## BRIEF:
The response must consist of each line in the listing that has the word "debug" in it.

══════

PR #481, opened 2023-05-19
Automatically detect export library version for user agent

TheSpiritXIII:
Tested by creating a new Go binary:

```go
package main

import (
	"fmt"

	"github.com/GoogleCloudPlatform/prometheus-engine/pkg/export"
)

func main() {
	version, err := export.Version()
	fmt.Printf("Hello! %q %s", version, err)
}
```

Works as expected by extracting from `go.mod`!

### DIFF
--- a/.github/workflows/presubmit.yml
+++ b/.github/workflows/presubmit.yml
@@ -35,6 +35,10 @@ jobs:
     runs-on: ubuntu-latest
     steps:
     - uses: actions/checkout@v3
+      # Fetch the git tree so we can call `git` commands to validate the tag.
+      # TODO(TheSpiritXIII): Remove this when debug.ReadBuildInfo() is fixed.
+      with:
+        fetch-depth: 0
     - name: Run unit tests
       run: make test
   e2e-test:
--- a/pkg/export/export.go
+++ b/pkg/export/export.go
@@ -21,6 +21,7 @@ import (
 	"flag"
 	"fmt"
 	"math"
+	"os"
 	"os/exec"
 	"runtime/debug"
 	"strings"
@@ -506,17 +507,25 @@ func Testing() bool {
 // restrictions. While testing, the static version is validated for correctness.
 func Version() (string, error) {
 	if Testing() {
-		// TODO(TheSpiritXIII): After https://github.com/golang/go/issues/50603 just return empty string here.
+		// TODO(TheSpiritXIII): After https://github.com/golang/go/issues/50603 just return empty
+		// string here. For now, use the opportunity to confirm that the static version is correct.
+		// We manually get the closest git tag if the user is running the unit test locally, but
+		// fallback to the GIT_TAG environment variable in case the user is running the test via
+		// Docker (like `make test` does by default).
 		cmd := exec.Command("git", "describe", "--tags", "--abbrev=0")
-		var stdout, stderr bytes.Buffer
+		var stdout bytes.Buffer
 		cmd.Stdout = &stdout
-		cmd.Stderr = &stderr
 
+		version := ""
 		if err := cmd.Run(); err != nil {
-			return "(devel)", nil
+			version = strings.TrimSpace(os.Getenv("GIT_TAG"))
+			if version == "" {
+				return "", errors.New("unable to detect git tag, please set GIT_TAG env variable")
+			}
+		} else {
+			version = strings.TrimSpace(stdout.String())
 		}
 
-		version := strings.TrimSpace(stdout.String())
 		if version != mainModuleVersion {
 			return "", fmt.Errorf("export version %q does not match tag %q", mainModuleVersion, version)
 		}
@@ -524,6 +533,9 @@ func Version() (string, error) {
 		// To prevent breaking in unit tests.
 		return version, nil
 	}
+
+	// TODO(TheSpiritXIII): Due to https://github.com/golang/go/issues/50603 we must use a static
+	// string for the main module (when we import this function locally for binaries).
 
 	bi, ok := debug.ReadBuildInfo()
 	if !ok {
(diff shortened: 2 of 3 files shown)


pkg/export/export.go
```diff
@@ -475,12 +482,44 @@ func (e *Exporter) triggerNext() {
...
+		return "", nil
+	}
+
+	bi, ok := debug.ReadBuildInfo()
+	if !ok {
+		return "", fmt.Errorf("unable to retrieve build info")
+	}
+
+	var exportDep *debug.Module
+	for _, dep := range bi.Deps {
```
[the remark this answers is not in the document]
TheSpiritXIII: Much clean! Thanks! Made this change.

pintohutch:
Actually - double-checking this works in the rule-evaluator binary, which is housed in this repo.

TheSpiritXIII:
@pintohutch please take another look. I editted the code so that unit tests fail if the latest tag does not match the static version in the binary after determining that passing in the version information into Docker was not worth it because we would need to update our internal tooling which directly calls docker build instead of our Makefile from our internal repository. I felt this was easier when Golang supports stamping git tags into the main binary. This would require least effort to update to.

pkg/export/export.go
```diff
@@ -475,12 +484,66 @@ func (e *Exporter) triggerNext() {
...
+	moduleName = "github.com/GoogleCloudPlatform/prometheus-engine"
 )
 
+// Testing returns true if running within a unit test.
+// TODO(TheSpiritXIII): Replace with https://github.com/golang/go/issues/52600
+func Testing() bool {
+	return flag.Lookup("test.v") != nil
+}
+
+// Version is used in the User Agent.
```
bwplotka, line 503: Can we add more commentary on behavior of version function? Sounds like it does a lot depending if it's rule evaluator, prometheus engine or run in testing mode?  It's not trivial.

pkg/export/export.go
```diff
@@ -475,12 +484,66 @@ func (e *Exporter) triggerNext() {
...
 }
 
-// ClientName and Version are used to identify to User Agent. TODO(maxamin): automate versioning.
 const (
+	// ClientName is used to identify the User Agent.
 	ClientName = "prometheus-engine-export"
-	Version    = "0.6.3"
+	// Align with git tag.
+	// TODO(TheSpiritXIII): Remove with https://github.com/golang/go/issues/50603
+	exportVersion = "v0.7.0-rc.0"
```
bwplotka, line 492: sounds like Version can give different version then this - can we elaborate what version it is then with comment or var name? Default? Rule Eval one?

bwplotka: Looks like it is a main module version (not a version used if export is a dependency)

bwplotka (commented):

══════

## ANSWER TO THIS EXERCISE:
+      # TODO(TheSpiritXIII): Remove this when debug.ReadBuildInfo() is fixed.
 	"runtime/debug"
 	bi, ok := debug.ReadBuildInfo()
+	bi, ok := debug.ReadBuildInfo()
+	var exportDep *debug.Module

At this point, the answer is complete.